Bisma Ahmed reports from Harare, where cricket continues as normal despite significant political unrest in the country as Zimbabwe prepare to host New Zealand - with the tour set to go ahead as scheduled.

The first unofficial Test match played between Zimbabwe A and South Africa A resulted in a draw at the Harare Sports Club, thanks to unwavering batting by the hosts.

Zimbabwe Cricket (ZC) are currently hosting the Proteas for two four-day games, with the second Test match scheduled to be played between the two national A sides in Bulawayo from 15th to 18th July.

Zimbabwe A will then take on the New Zealanders in Harare for a warm-up match from 22nd to 24th July before the Kiwis kick-start their tour of Africa, which includes two tests against Zimbabwe in Bulawayo and two against the Proteas in Durban and Centurion.

The Black Caps arrived in Pretoria, South Africa yesterday for a week-long training camp ahead of the Test series.
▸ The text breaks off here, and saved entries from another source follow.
PR #1057, opened 2024-02-22
poc(client-config): unified schema based gen2 client config prototype

Amplifiyer:
## Description

Support both Gen1 (aws-amplify/amplify-cli) frontend client configuration as well as a new unified client configuration (Gen2)

## Changes

* This is a POC and doesn't have many tests included.
* This POC has two unified client config versions, just to demonstrate how multiple of them would coexist as well as the effort to add more versions of client config
* The schema and the types are included in the library. In the future they may live in a different package/repository
* The types are auto-generated from JSON schema using `quicktype` command line utility
* One of the goal of this POC is to ensure that Gen1 config and Gen2 config are as much separated as possible. For that
  * A new set of Gen2 client config contributors are created and the older legacy contributors are deleted
  * A new converter converts Gen2 client config to legacy client config
* All auto generated types are exported as they are needed in the `backend` package for overriding the config values. See the following screenshots where customer is trying to override and `new_property` only exists in the version 2
  * Screenshot 2024-02-22 at 5 47 00 PM
  * Screenshot 2024-02-22 at 5 46 49 PM
* The version is numerical instead of semver. Semver doesn't really work very well when we have to "go back" in versions, i.e. customers needing to access/generate client config for older versions.

## Validation

Tested manually with config generation


packages/client-config/API.md
```diff
@@ -62,16 +172,106 @@ export enum ClientConfigFormat {
...
+
+// @public (undocumented)
+export type Gen2ClientConfig = clientConfigTypesV1.ConfigTypesV1 | clientConfigTypesV2.ConfigTypesV2;
+
+// @public
+export const generateClientConfig: (credentialProvider: AwsCredentialIdentityProvider, backendIdentifier: DeployedBackendIdentifier, version?: number) => Promise<ClientConfig>;
 
 // @public
-export const generateClientConfigToFile: (credentialProvider: AwsCredentialIdentityProvider, backendIdentifier: DeployedBackendIdentifier, outDir?: string, format?: ClientConfigFormat, log?: ((message: string) => void) | undefined) => Promise<void>;
+export const generateClientConfigToFile: (credentialProvider: AwsCredentialIdentityProvider, backendIdentifier: DeployedBackendIdentifier, outDir?: string, format?: ClientConfigFormat, log?: ((message: string) => void) | undefined, version?: number) => Promise<void>;
```
sobolk, line 274: after reading a bit maybe `version` should be typed with enum ?

packages/client-config/src/client-config-writer/gen2_client_config_formatter.ts
```diff
@@ -0,0 +1,39 @@
...
+      case ClientConfigFormat.DART: {
+        return `const amplifyConfig = '''${JSON.stringify(
+          clientConfig,
+          null,
+          2
+        )}''';`;
+      }
+      case ClientConfigFormat.JSON_MOBILE:
+      case ClientConfigFormat.JSON:
+        return JSON.stringify(clientConfig, null, 2);
```
sobolk, line 34: nice.

sobolk:
> The types are auto-generated from JSON schema using quicktype command line utility

does generation happen as part of build? or is this manual step?
if the later we'll need some kind of check.

packages/cli/src/client-config/client_config_generator_adapter.ts
```diff
@@ -34,14 +34,16 @@ export class ClientConfigGeneratorAdapter {
   generateClientConfigToFile = async (
     backendIdentifier: DeployedBackendIdentifier,
     outDir?: string,
-    format?: ClientConfigFormat
+    format?: ClientConfigFormat,
+    version?: number
```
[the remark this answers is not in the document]
Amplifiyer: it's up to us to decide. My gut feeling says, `semver` doesn't work here. So let's keep it simple (it's a CLI command input as well)

packages/cli/src/commands/generate/config/generate_config_command.ts
```diff
@@ -99,6 +101,12 @@ export class GenerateConfigCommand
           'A path to directory where config is written. If not provided defaults to current process working directory.',
         type: 'string',
         array: false,
+      })
+      .option('version', {
+        describe:
+          'Version of the client config. Version 0 represents classic amplify-cli client config (Default)',
```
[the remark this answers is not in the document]
Amplifiyer: It's not supposed to match the JS library. Also android/iOS and flutter are on different MV right now. This is a new start
0 => Classic CLI (we can still make changes if needed here as this is not versioned anyways)
1+ => Gen2

packages/client-config/API.md
```diff
@@ -17,6 +17,48 @@ export type AnalyticsClientConfig = {
...
+    social_providers?: string[];
+    user_pool_client_id?: string;
+    user_pool_id?: string;
+    user_sign_up_attributes?: string[];
+    user_username_attributes?: UserUsernameAttribute[];
+    user_verification_mechanisms?: UserVerificationMechanism[];
+};
+
+// @public
+type Auth_2 = {
```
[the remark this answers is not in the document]
Amplifiyer: This is api-extractor doing it's thing and only for internally satisfying dependencies. they are exported back under namespaces. `_2` is not seen by customer.

packages/client-config/API.md
```diff
@@ -45,8 +87,76 @@ export type AuthClientConfig = {
...
+    // (undocumented)
+    UsWest2 = "us-west-2"
+}
+
+// @public (undocumented)
+type Bucket = {
+    aws_region?: AwsRegion;
+    name?: string;
+    prefixes?: string[];
+    [property: string]: any;
```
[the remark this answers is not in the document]
Amplifiyer: This is for any "extra property". This is being removed.

packages/client-config/src/client-config-schema/config_types_v1.ts
```diff
@@ -0,0 +1,139 @@
...
+   */
+  _version: '1';
+  /**
+   * Outputs generated from defineAuth
+   */
+  auth?: Auth;
+  /**
+   * Outputs generated from defineAuth
+   */
+  custom?: { [key: string]: any };
```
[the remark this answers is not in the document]
Amplifiyer: These are auto generated :(

Amplifiyer:
> > The types are auto-generated from JSON schema using quicktype command line utility
> 
> does generation happen as part of build? or is this manual step? if the later we'll need some kind of check.

They are currently generated manually. In future we will have a process where types for all platform will be generated automatically (not as part of CLI build but perhaps an external build).

packages/client-config/API.md
```diff
@@ -45,8 +87,76 @@ export type AuthClientConfig = {
...
+// @public (undocumented)
+type Bucket_2 = {
+    aws_region?: AwsRegion_2;
+    name?: string;
+    prefixes?: string[];
+    [property: string]: any;
+};
+
+// @public (undocumented)
+export type ClientConfig = Gen1ClientConfig | Gen2ClientConfig;
```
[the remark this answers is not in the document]
Amplifiyer: In my current proposal, we treat every single change in Gen2 client config as major version. 
i.e. Gen1 -> Classic Config format
Gen2 -> New Gen2 based schema format.

We will never have Gen3 in this system.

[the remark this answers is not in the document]
sobolk: I see. Then maybe we should call it `ClientConfig` and `ClientConfigLegacy` ?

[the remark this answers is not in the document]
sobolk: and deprecate legacy shape. (we drop it at some point when bumping mv ?)

packages/cli/src/client-config/client_config_generator_adapter.ts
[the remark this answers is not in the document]
edwardfoyle: I would still suggest typing this as a string, or perhaps as a string union of `'1' | '2'`. In addition to being slightly more flexible, it prevents us from having to do string to number conversions

packages/client-config/API.md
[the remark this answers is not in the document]
sobolk: I see, so this is just result of name collision. 
I'd append suffix to all gen1 types (and maybe mark them as deprecated - now or later).

btw. is there any difference between gen1 and gen2 schema ? these types look very similar.

packages/client-config/API.md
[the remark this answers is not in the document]
Amplifiyer: Yup, that's a good idea. Definitely clearer than Gen1/Gen2

packages/cli/src/commands/generate/config/generate_config_command.ts
```diff
@@ -99,6 +101,12 @@ export class GenerateConfigCommand
           'A path to directory where config is written. If not provided defaults to current process working directory.',
         type: 'string',
         array: false,
+      })
+      .option('version', {
```
edwardfoyle, line 105: since --version is typically reserved for printing the program version, maybe we should call this `output-version`?

packages/client-config/src/gen2-client-config-contributor/gen2_client_config_contributor_v2.ts
Amplifiyer, line 1: This is a copy of [gen2_client_config_contributor_v1.ts](https://github.com/aws-amplify/amplify-backend/pull/1057/files#diff-bbe688df61df3cb72ed38f00ad0236d121b6cb9f69814a6ea304c07ac603fc5d) basically to show how two versions of Gen2 config will be maintained.

packages/client-config/API.md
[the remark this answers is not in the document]
Amplifiyer: Also see here https://github.com/aws-amplify/amplify-backend/pull/1057/files#r1499770179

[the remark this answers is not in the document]
sobolk: I see, so this is just to show versioning framework but new schema is still tbd. correct ?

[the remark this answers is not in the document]
Amplifiyer: yes correct, the new schema should be available soon (a little bit of changes than what is here). In the final PR, for now, we will have only one Gen2 client config.

packages/client-config/API.md
```diff
@@ -45,8 +87,76 @@ export type AuthClientConfig = {
...
+    // (undocumented)
+    AwsIam = "AWS_IAM",
+    // (undocumented)
+    AwsLambda = "AWS_LAMBDA",
+    // (undocumented)
+    OpenidConnect = "OPENID_CONNECT"
+}
+
+// @public (undocumented)
+enum AwsRegion {
```
edwardfoyle, line 119: I would suggest that we type aws region properties as string. Providing an enum type becomes a never-ending game of catchup

packages/client-config/src/client-config-schema/config_types_v2.ts
```diff
@@ -0,0 +1,139 @@
...
+   */
+  _version: '2';
+  /**
+   * Outputs generated from defineAuth
+   */
+  auth?: Auth;
+  /**
+   * Outputs generated from defineAuth
+   */
+  custom?: { [key: string]: any };
```
edwardfoyle, line 16: nit
```suggestion
  custom?: { [key: string]: unknown };
```

packages/client-config/src/client-config-schema/config_types_v1.ts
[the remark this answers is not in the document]
edwardfoyle: If these files are autogenerated, should that generation be part of the package build step and these files aren't actually checked in?

packages/client-config/src/gen2-client-config-contributor/gen2_client_config_contributor_v2.ts
edwardfoyle, line 1: I'm a little confused about the difference between `gen2_client_config_contributor_v1` and `gen2_client_config_contributor_v2`? Seems like there are too many competing versions in the name. Since all of this exists in gen2, should we just have "v1_client_config_contributor" and "v2_client_config_contributor"?

packages/client-config/src/generate_client_config_to_file.ts
```diff
@@ -18,20 +19,24 @@ export const generateClientConfigToFile = async (
...
+  version?: number
 ): Promise<void> => {
   const packageJson = await readPackageJson();
 
   const clientConfigWriter = new ClientConfigWriter(
     getClientConfigPath,
-    new ClientConfigFormatter(
-      new ClientConfigConverter(packageJson.name, packageJson.version)
-    )
+    version && version >= 1
```
edwardfoyle, line 29: we should explicitly check for known versions and throw on anything unknown / unsupported

edwardfoyle (commented):
Mostly looks good. Need to do another pass with a little more focus, but left some initial comments

packages/client-config/src/client-config-schema/config_types_v1.ts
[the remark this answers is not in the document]
Amplifiyer: no, these are generated once, and in future perhaps in a separate process. The schema files won't be checked in but the types files will be.

packages/cli/src/client-config/client_config_generator_adapter.ts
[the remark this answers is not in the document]
Amplifiyer: We weren't doing string to number conversions anywhere. The reasons I chose number is it's more flexible to specify that this CLI version supports a min and max version and validate that as well. What do you think? For now I changed it to string.

packages/cli/src/commands/generate/config/generate_config_command.ts
Amplifiyer: good point, changed.

packages/client-config/API.md
Amplifiyer: added a comment in the schema doc for PMs to look at.

packages/client-config/src/client-config-schema/config_types_v2.ts
Amplifiyer: auto-generated. We can perform changes but that becomes cumbersome to remember to always update the code generation (unless we whip out our own codegen)

packages/client-config/API.md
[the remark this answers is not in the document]
Amplifiyer: Changed it to `ClientConfigLegacy` and `ClientConfigGen2`. `ClientConfig` is the union type of these two

packages/client-config/src/gen2-client-config-contributor/gen2_client_config_contributor_v2.ts
Amplifiyer: `gen2_client_config_contributor_v1` and `gen2_client_config_contributor_v2` represented two (hypothetical) versions of gen2 unified config. In the final PR there will be only one. The two are added here to show how new versions will be added in the future.


Removed the `gen2_` from the file names and the folder is renamed to `client_config_contributor_gen2` and `client_config_contributor_legacy`

packages/client-config/API.md
```diff
@@ -45,8 +87,76 @@ export type AuthClientConfig = {
...
+    // (undocumented)
+    UsEast1 = "us-east-1",
+    // (undocumented)
+    UsEast2 = "us-east-2",
+    // (undocumented)
+    UsWest1 = "us-west-1",
+    // (undocumented)
+    UsWest2 = "us-west-2"
```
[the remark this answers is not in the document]
Amplifiyer: on the other end, we should perhaps remove it completely https://github.com/aws-amplify/amplify-backend/pull/1057#discussion_r1499801648

packages/client-config/API.md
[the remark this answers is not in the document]
sobolk: Thinking a bit more.
Do we even need `ClientConfigLegacy` and `ClientConfigGen2` ?
Perhaps we should just change return type of `generateClientConfig` to desired new shape and just have option to render different version in `generateClientConfigToFile` . This is assuming that new format will have right amount of data and can be transformed into one under the hood.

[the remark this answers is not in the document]
sobolk: Especially if we say that after introducing `ClientConfigGen2` there's never new type, but we version it via client config package version. <- this makes me think we should find solution where there's only one set of types for programatic api but many options for writing to file.

packages/client-config/API.md
josefaidt: that's a good callout to pivot this to a string. It appears CDK went a similar path and opted not to surface an enum

packages/client-config/API.md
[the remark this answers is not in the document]
Amplifiyer: Discussed offline. Will remove `ClientConfigLegacy` in favor of just keeping `ClientConfigGen2` in both places `backend.addOutput` and return type of `generateClientConfig`.

packages/client-config/src/client-config-schema/client_config_v2.ts
Amplifiyer, line 1: Types in this file are TBD. Here just for POC demonstration

packages/client-config/src/generate_client_config.ts
```diff
@@ -18,14 +21,15 @@ import {
  */
 export const generateClientConfig = async (
   credentialProvider: AwsCredentialIdentityProvider,
-  backendIdentifier: DeployedBackendIdentifier
+  backendIdentifier: DeployedBackendIdentifier,
+  version: ClientConfigVersion
 ): Promise<ClientConfig> => {
```
sobolk, line 26: Would it be possible to infer narrowed down return type from `version` parameter ?

packages/backend/src/engine/custom_outputs_accumulator.test.ts
```diff
@@ -104,7 +104,9 @@ void describe('Custom outputs accumulator', () => {
     );
 
     accumulator.addOutput({
-      aws_user_pools_id: 'some_user_pool_id',
+      auth: {
+        user_pool_id: 'some_user_pool_id',
+      },
```
sobolk, line 109: not sure where to leave this comment.
we should add validation: if somebody `addOutput({ version: 1, ...})` and then generates config with `--version 2` then this should throw runtime error somehow.

sobolk: also attempt to use `backend.addOutput({ version: 1, ...}); backend.addOutput({ version: 2, ...})` should also throw.

Amplifiyer: Added both validations.

packages/client-config/src/generate_client_config.ts
Amplifiyer: The method return type has to be a union since the value of version is only available at runtime :(. Consumers can however use typeguards with a bunch of if-else to type it to the narrow type.

sobolk: would this work if `version` is enumerated https://stackoverflow.com/questions/54165536/typescript-function-return-type-based-on-input-parameter ?

sobolk (commented):
The poc looks good. Looking forward to see final version.

packages/client-config/src/generate_client_config.ts
Amplifiyer: nice! conditional types :)
However I still don't see how it helps narrowing the types as the problem now just shifted to the consumer, i.e. unless they have the constant version passed in, they can't see the narrow type and it will be a union.

Tried it here https://github.com/aws-amplify/amplify-backend/pull/1057/commits/75c04e3a3c1083fa581a7ccdccbe7987d96106da

sobolk: While it doesn't solve the problem 100% it does help in cases you mention - when version is known upfront and is const.

Btw. this makes me think - should we default version to "latest" in this API ? In that case calls without specifying it would default to narrowed type for latest right ?

Amplifiyer: The default is TBD, most likely it will be legacy version. 

Moreover I preferred setting default at the command level (in the cli package) rather than defaulting in the config generation, meaning the default value is still a dynamic variable for this API.

sobolk: I was thinking about programatic usage of this API (outside of CLI context).

sobolk: I.e. default for CLI doesn't have to be the same as programmatic default.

For them, it was business as usual, as this tour instigates nine months of non-stop international cricket. However, in neighboring and soon to play host Zimbabwe, things aren’t as normal as one would expect, as political unrest prevails, with protests and shut down calls being the order of the day.

As a result, there were rumors that New Zealand may cancel their tour of Zimbabwe, but head coach Mike Hesson unequivocally said that he was sure the matches would go as planned.

"There is nothing that suggests that it won’t at this stage," he said.

At the Harare Sports Club, there is a sense that things are normal and there are no security concerns, and this is where Darlington Majonga, ZC's media manager, updated reporters with the status of the Test series.

"New Zealand is certainly coming to Zimbabwe to play the two tests this month" he claimed, dismissing rumours that they may cancel the tour in the light of the current disorder.

When questioned, South African players all confirmed that they did not feel in danger and were at ease in the country.

Left-arm orthodox spinner Keshav Mahraj said: "To be honest we haven’t experienced anything that may make us feel uncomfortable and we’ve had police escorts so not once did we, as a team, feel threatened."

While in Pretoria, The New Zealanders will be keeping a close eye on developments in Zimbabwe, and will be relying on feedback from Cricket South Africa, and will also be liaising with the British High Commission in Harare.

All being well, the Black Caps are scheduled to arrive in Harare on 20th July and will be attending a welcome dinner be hosted by Zimbabwe Cricket, before playing a three day warm-up game in the capital.

Meanwhile, preparations at Bulawayo’s Queens Sports Club are in full swing, as the century-old stadium, which also boasts some breathtaking views, gears up to host its first Test in five years.